• THE PROBLEM: Copy the entries below in full, keeping them exactly as they are.

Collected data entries
**********
PR #1700, opened 2023-07-16
Add access to OrderCartRule via WebService

8191:
Adds an endpoint for OrderCartRule to the WS accessible via order_cart_rules


getdatakick:
Merged. Thank you!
**********
• RESULT OF THE TASK:
PR #1700, opened 2023-07-16
Add access to OrderCartRule via WebService

8191:
Adds an endpoint for OrderCartRule to the WS accessible via order_cart_rules


getdatakick:
Merged. Thank you!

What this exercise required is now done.